Uncertainty in any link of the logistics chain has a cascading effect on the future and financial well-being of the entire shipping industry. Policy changes and the state of the global economy will see the need for continued adjustments amid competing demands on different sectors in 2012.
Since the Ideal X sailed from Port Newark over 50 years ago, vessel size has been increasing. The new capacity coming on line – most of it in the large post-Panamax class – will add downward pressure on rates as some carriers hope to gain market share. The rumors of potential mergers between carriers that were rampant in 2008 and 2009 have again resurfaced with increasing uncertainty. Landside, as more stringent driver hours of service rules come online, we can expect an increase in the cost of trucking.
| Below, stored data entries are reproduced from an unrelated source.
PR #4719, opened 2016-10-21
[DSMR] Add openHAB 2 feature addon

wborn:
The DSMR Binding works just fine with OH2 so here is the OH2 feature addon. This should make using OH2 a bit more easy for the more than 1 million households in The Netherlands that already have a smart meter installed.

### DIFF
--- a/bundles/binding/org.openhab.binding.dsmr/ESH-INF/binding/binding.xml
+++ b/bundles/binding/org.openhab.binding.dsmr/ESH-INF/binding/binding.xml
@@ -1,0 +1,17 @@
+<?xml version="1.0" encoding="UTF-8"?>
+<binding:binding id="dsmr"
+        xmlns:xsi="http://www.w3.org/2001/XMLSchema-instance"
+        xmlns:binding="http://eclipse.org/smarthome/schemas/binding/v1.0.0"
+        xsi:schemaLocation="http://eclipse.org/smarthome/schemas/binding/v1.0.0 http://eclipse.org/smarthome/schemas/binding-1.0.0.xsd">
+
+    <name>DSMR Binding</name>
+    <description>The DSMR Binding obtains data from a Dutch smart meter ("Slimme meter" in Dutch) via the P1-port.</description>
+
+    <config-description>
+        <parameter name="port" type="text" required="true">
+            <label>Serial port</label>
+            <description>The DSMR serial port, e.g. "COM1" for Windows or "/dev/ttyUSB0" for Linux.</description>
+            <default>/dev/ttyUSB0</default>
+        </parameter>
+    </config-description>
+</binding:binding>
--- a/bundles/binding/org.openhab.binding.dsmr/ESH-INF/binding/binding.xml
+++ b/bundles/binding/org.openhab.binding.dsmr/ESH-INF/binding/binding.xml
@@ -6,6 +6,7 @@
 
     <name>DSMR Binding</name>
     <description>The DSMR Binding obtains data from a Dutch smart meter ("Slimme meter" in Dutch) via the P1-port.</description>
+    <author>Marcel Volaart</author>
 
     <config-description>
         <parameter name="port" type="text" required="true">
--- a/features/openhab-addons-external/src/main/resources/conf/dsmr.cfg
+++ b/features/openhab-addons-external/src/main/resources/conf/dsmr.cfg
@@ -1,0 +1,11 @@
+############################## DSMR Binding ################################
+#
+# Port of the DSMR port (mandatory, e.g. /dev/ttyUSB0)
+#port=/dev/ttyUSB0
+# Configuration of additional meters (channel 0 is used for the main electricity meter)
+#gas.channel=1
+#water.channel=2
+#heating.channel=3
+#cooling.channel=4
+#generic.channel=5
+#slaveelectricity.channel=6
--- a/bundles/binding/org.openhab.binding.dsmr/build.properties
+++ b/bundles/binding/org.openhab.binding.dsmr/build.properties
@@ -2,5 +2,6 @@ source.. = src/main/java/,\
            src/main/resources/
 bin.includes = META-INF/,\
                .,\
-               OSGI-INF/
+               OSGI-INF/,\
+               ESH-INF/
 output.. = target/classes/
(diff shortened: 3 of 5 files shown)


bundles/binding/org.openhab.binding.dsmr/ESH-INF/binding/binding.xml
```diff
@@ -0,0 +1,17 @@
...
+    <description>The DSMR Binding obtains data from a Dutch smart meter ("Slimme meter" in Dutch) via the P1-port.</description>
+
+    <config-description>
+        <parameter name="port" type="text" required="true">
+            <label>Serial port</label>
+            <description>The DSMR serial port, e.g. "COM1" for Windows or "/dev/ttyUSB0" for Linux.</description>
+            <default>/dev/ttyUSB0</default>
+        </parameter>
+    </config-description>
+</binding:binding>
```
watou: I  don't think this file needs to be in a binding subdirectory.  I'm also wondering how binding.xml and the similarly purposed dsmr.cfg file interact -- which source of configuration data is used, @kaikreuzer?

features/openhab-addons-external/src/main/resources/conf/dsmr.cfg
```diff
@@ -0,0 +1,11 @@
...
+#
+# Port of the DSMR port (mandatory, e.g. /dev/ttyUSB0)
+#port=/dev/ttyUSB0
+# Configuration of additional meters (channel 0 is used for the main electricity meter)
+#gas.channel=1
+#water.channel=2
+#heating.channel=3
+#cooling.channel=4
+#generic.channel=5
+#slaveelectricity.channel=6
```
watou: See earlier comment about which source of config information -- ESH-INF/bindinng.xml vs. dsmr.cfg -- is used.

bundles/binding/org.openhab.binding.dsmr/ESH-INF/binding/binding.xml
wborn: If the file should not be here then following page needs to be updated:

http://docs.openhab.org/developers/development/compatibilitylayer.html#how-to-use-openhab-1x-add-ons-that-are-not-part-of-the-distribution

> How to add a successfully tested 1.x Add-on to the distribution
> ...
> Note that with defining a Karaf feature, bindings are available for installation through the Paper UI in the “Extensions” menu, but they are not listed under “Configuration->Bindings” (although it is fully operational after installation). In order to have bindings listed there as well, you need to add some meta-information to the binding bundle. This information should be put into ESH-INF/binding/binding.xml and its content is described here. Do not forget to add ESH-INF to your build.properties, so that it is packaged in the bundle. See a real life example of such meta-data here.

Also 7 other OH1 bindings that use it this way need to be updated.

The compatibility page could also have some notes on the interactions that @watou asks for as well as do's and don'ts.

The main issue with the page is its discoverability though. I know it exists but even had problems finding it again. It could also help when the broken links in the [opening post](https://community.openhab.org/t/we-need-your-help-on-testing/298) in the community topic are updated.

watou: @wborn Sorry for the bad information!  You are absolutely correct.  I may have found the source of a different issue.  But any doc improvements will be welcome as always. :-)

bundles/binding/org.openhab.binding.dsmr/ESH-INF/binding/binding.xml
```diff
@@ -0,0 +1,17 @@
+<?xml version="1.0" encoding="UTF-8"?>
+<binding:binding id="dsmr"
+        xmlns:xsi="http://www.w3.org/2001/XMLSchema-instance"
+        xmlns:binding="http://eclipse.org/smarthome/schemas/binding/v1.0.0"
+        xsi:schemaLocation="http://eclipse.org/smarthome/schemas/binding/v1.0.0 http://eclipse.org/smarthome/schemas/binding-1.0.0.xsd">
+
+    <name>DSMR Binding</name>
+    <description>The DSMR Binding obtains data from a Dutch smart meter ("Slimme meter" in Dutch) via the P1-port.</description>
+
```
watou: The [schema](https://eclipse.org/smarthome/schemas/binding-1.0.0.xsd) requires an `<author>` element.

wborn: This touches one of the subjects I'd like to see addressed in do's and don'ts on the compatibility page.

Just making a binding compatible/installable with OH2 doesn't make me the author/maintainer. Also I do not know if the original author (@mvolaart) is still around to maintain the binding. I think it is bad etiquette to just put the name of someone else here without consulting them first. Maybe @mvolaart can tell us if he wants to be named as author here?

Furthermore, there are also bindings that are no longer supported by the original authors. Though people may make them compatible with OH2 and submit PRs for this. Who should then be the author? I've also read that being an author/maintainer has responsibilities such as making a binding roadmap and reviewing changes etc. The task should not be taken lightly. In the future there could bindings without an author/maintainer.

As a sidenode. I work in a settings where *@*author tags are considered as a bad practice because everybody owns the code ;-)

wborn: Thanks for reviewing @watou and uploading the updated schema @kaikreuzer !

mvolaart:
@watou I'm still around. I agree with the way of working @kaikreuzer described. I think it is important original or actual maintainers can be contacted in case of questions / issues.

Most imported is that i'm glad to see that the binding is now OpenHAB2 compatible.

wborn:
Thanks for responding @mvolaart! What name can I use in the `<author>` tag? There is a convention to use "Firstname Lastname" for this tag.

watou:
Hi @mvolaart, would you like to have your real first name last name in the `<author>` element for display in the Paper UI, or should no author be listed for this binding under OH2?  With your answer, we can proceed and then merge this PR to add the DSMR binding to openHAB 2.  Thank you!

mvolaart:
Excuse me for the late answer (little bit busy at the moment).

My full name is Marcel Volaart and you can use this at the <auther> element

wborn:
Thanks a lot @mvolaart! @watou I've added it with a commit. So I think we are done with this now.

watou:
Thank you @wborn and @mvolaart!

The result will likely be a twofold modification in the system.
First, look for a greater reliance on rail intermodal for international and 53-foot containers. Second, expect a possible boom for consumer-rich areas, as shippers look to reshuffle distribution networks and build new centers closer to the end-buyer to avoid higher inland transportation costs.
Ports across the nation are preparing to welcome the large post-Panamax vessels by deepening channels, removing navigational obstructions, and making landside investments in roadways and railways. These investments help protect commerce and jobs while generating economic activity.
In short, 2012 will again be a year of transformations for the shipping industry.